Learn more about Bank Term loans available through the SmartBiz bank network: Bank Term Loans.
Typically, these loans offer up to $500,000, a monthly or bimonthly payment schedule, and mid-market interest rates. It typically takes two to three weeks to get funding with a medium-term loan. Medium-term loans are available both from banks and alternative online lenders. It’s important to demonstrate good credit and cash flow.
5. Startup loans
If you are a true beginner in the small business operations arena, there are startup loan options. They can be difficult to qualify for but if you have a strong
The SBA’s Microloan Program is for very small businesses, including start-ups and provides loans of up to $50,000. Requirements to qualify for a microloan can vary depending on the lender. Proceeds from an SBA Microloan can be used for most business expenses but not for paying down debt or real estate purchases.
This program provides direct loans and grants to eligible non-profit microlenders so that they may provide micro-level loans, and business based training and technical assistance to start-up, newly established, and growing small business concerns.
Read the SBA’s Microloan Program PDF fact sheet for details.
Loan application tips
Before you jump into the process, here are tips to consider.
Protect your credit score
Don’t put in multiple applications as your credit could lower with each inquiry. Find a lender who does an initial “soft pull”, also called a “soft inquiry” of credit. Bad credit can sink your chances to qualify for low cost funding. For information on this, read Hard and Soft Pulls of Credit: What you Need to Know.
Work with a lender who values transparency
If this is your first time seeking funding, you’ll probably have a lot of questions. Unfortunately, not all small business lenders are on the up-and-up. Confusing language and calculations can result in paying much more than you think you signed up for. Make sure you work with a financial professional who is responsive and answers all questions and concerns clearly. Stellar customer service is key.
Know how much you want to borrow
Take a look at your business plan to determine where you currently stand and where you want to go. Create financial goals and speak with your accountant to nail down an amount. Look at the cost of the loan and all fees to get the true cost.

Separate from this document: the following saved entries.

PR #208, opened 2024-03-19
Fix issue when submitting JSON without lowMachPreconditioner

benflexcompute:


flow360/component/flow360_params/solvers.py
```diff
@@ -193,7 +193,7 @@ def to_solver(self, params, **kwargs) -> NavierStokesSolver:
         Set preconditioner threshold to freestream Mach number
         """
 
-        if self.low_mach_preconditioner:
+        if self.low_mach_preconditioner is not None and self.low_mach_preconditioner:
```
maciej-flexcompute, line 196: Can we just do if self.low_mach_preconditioner is True:

maciej-flexcompute (approved):

flow360/component/flow360_params/solvers.py
benflexcompute: This probably is not a good fix. Let me dig deeper.

benflexcompute:
PR by mistake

Determine when you’d like to repay the loan
Long term loans generally have the lowest rates and 10 years or more to pay off. If you’re in it for the long haul, long term is best. If you plan on early payoff, check with your lender about penalties.
Gather paperwork
The more organized you are, the swifter the application process will move. It’s a great idea to work with your accountant, bookkeeper, or another financial professional when putting together the required paperwork.